# Unir dos Tx a un mismo Rx en RS232



## randall (Nov 2, 2011)

Hola amigos del foro, estoy haciendo unas pruebas y necesito revisar lo que entra y sale de un puerto serial, pero solo utilizando un solo puerto en la pc, me voy a explicar mejor...

Tengo una comunicación entre dos equipos por medio de RS232, lo que yo necesito es meterme en el medio y revisar todo lo que pasa por allí, pero solamente utilizando un puerto serial en mi computador, por allí me han comentado con colocando diodos pero no me han sabido explicar y  la verdad no se como buscar este tema en el foro, si esta repetido les pido disculpas y me indiquen donde esta este foro y cerrar esto, si no les pido el favor que me ayuden por que quisiera desarrollar esa idea, gracias.


----------



## DJ DRACO (Nov 2, 2011)

a ver si nos entendemos...la comunicación RS232 es una comunicación serie...por ende tenemos un cable de RX y uno de TX...

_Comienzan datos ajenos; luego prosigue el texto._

PR #1667, opened 2025-03-18
Add more logging around RPC request/response size and timing

eclark0426:
In response to https://category-labs.slack.com/archives/C08ANB698F4/p1742187352497099

Unfortunately, I tried for a while to get information on how long it takes to receive the data from the network and transmit the response, as requested in that message, but was not able to find any way to do this, since this is a middleware that's getting called after Actix has received the data, and before Actix transmits the data. But I did add information on request and response sizes, and the time it takes to process the request, at least.

### DIFF
--- a/monad-rpc/src/main.rs
+++ b/monad-rpc/src/main.rs
@@ -52,6 +52,7 @@ use crate::{
         monad_eth_maxPriorityFeePerGas,
     },
     jsonrpc::{JsonRpcError, JsonRpcResultExt, Request, RequestWrapper, Response, ResponseWrapper},
+    timing::TimingMiddleware,
     trace::{
         monad_trace_block, monad_trace_call, monad_trace_callMany, monad_trace_get,
         monad_trace_transaction,
@@ -78,6 +79,7 @@ mod gas_oracle;
 mod hex;
 mod jsonrpc;
 mod metrics;
+mod timing;
 mod trace;
 mod trace_handlers;
 mod txpool;
@@ -889,6 +891,7 @@ async fn main() -> std::io::Result<()> {
             App::new()
                 .wrap(metrics.clone())
                 .wrap(TracingLogger::<MonadJsonRootSpanBuilder>::new())
+                .wrap(TimingMiddleware)
                 .app_data(web::PayloadConfig::default().limit(args.max_request_size))
                 .app_data(web::Data::new(resources.clone()))
                 .service(web::resource("/").route(web::post().to(rpc_handler)))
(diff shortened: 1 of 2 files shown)


monad-rpc/src/main.rs
```diff
@@ -167,6 +169,11 @@ pub async fn rpc_handler(
         _ => debug!(?body, ?response, "rpc_batch_request/response"),
     }
 
+    info!(
+        "{body:?}, response length: {}",
```
ariqchowdhury: response_length_bytes so that it matches the request log

monad-rpc/src/timing.rs
```diff
@@ -0,0 +1,75 @@
...
+            .and_then(|s| s.parse::<usize>().ok())
+            .unwrap_or(0);
+
+        let fut = self.service.call(req);
+
+        Box::pin(async move {
+            let resp = fut.await?;
+            let processing_end = Instant::now();
+
+            info!(
```
ariqchowdhury: I think this should be debug

monad-rpc/src/main.rs
```diff
@@ -167,6 +169,11 @@ pub async fn rpc_handler(
         _ => debug!(?body, ?response, "rpc_batch_request/response"),
     }
 
+    info!(
```
ariqchowdhury: debug

eclark0426:
I've added the client IP as requested, and consolidated everything to a single log; in an effort to simplify things while also avoiding copying the entire response, I decided to forgo printing out the response data. Since @ariqchowdhury was wanting something with a lower-level printing of the time to send data out the interface, we can probably more easily log at that level while still not needing to copy the data.

monad-rpc/src/timing.rs
```diff
@@ -0,0 +1,85 @@
...
+
+    forward_ready!(service);
+
+    fn call(&self, mut req: ServiceRequest) -> Self::Future {
+        let start_time = Instant::now();
+
+        let request_size = req
+            .request()
+            .headers()
+            .get("content-length")
```
philipglazman, line 55: Client can lie about content-length

eclark0426: This feels to me like more of an edge case/malicious behavior than we need to care about here. Everything I was finding about middleware accessing request data seemed to require making a copy of the data, which seems excessive when all we want is the data size, so I grabbed it from the header instead. Since we're mostly just trying to get an idea of the timing of requests, and not directly using it outside of our own debugging, I think that fabricated content-lengths would be an abnormal case and mostly just add to noise in data, rather than having a significant impact

monad-rpc/src/timing.rs
```diff
@@ -0,0 +1,85 @@
...
+            .realip_remote_addr()
+            .unwrap_or("unknown")
+            .to_string();
+        let fut = self.service.call(req);
+
+        Box::pin(async move {
+            let resp = fut.await?;
+            let processing_end = Instant::now();
+
+            debug!(
```
mikety: It should also print when there is no response, or there is an error processing.

mikety:
Having a trace-id added to the request and being printed all the way thru would be very big help for a script or anyone looking at the "life of the request"
But it seems as a pretty large task that can be done separately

la computadora tiene puertos serie y por ende, como todos los equipos en la red RS232 funcionan igual, pueden ir conectados todos en paralelo...enganchados

por ende, si la pc podés hacerla que sea transparente y tome todo lo que va y todo lo que viene y lo almacene


----------



## Scooter (Nov 2, 2011)

No se puede. Si que puedes poner dos RX a un TX pero no al revés .
Además si lo que quieres es averiguar que pasa, necesitas añadir dos RX para saber que dice un extremo y el otro. No necesitas añadir ningún TX.


----------



## flashmcarthur (Nov 4, 2011)

Por lo que pones, parece que quieres hacer un "sniffer" de RS232, así que seria un solo TX y 2 RX.
En si, si solo es monitorizar, necesitarias 2 RS232, uno para cada TX, porque sino solo verás una de las 2 comunicaciones.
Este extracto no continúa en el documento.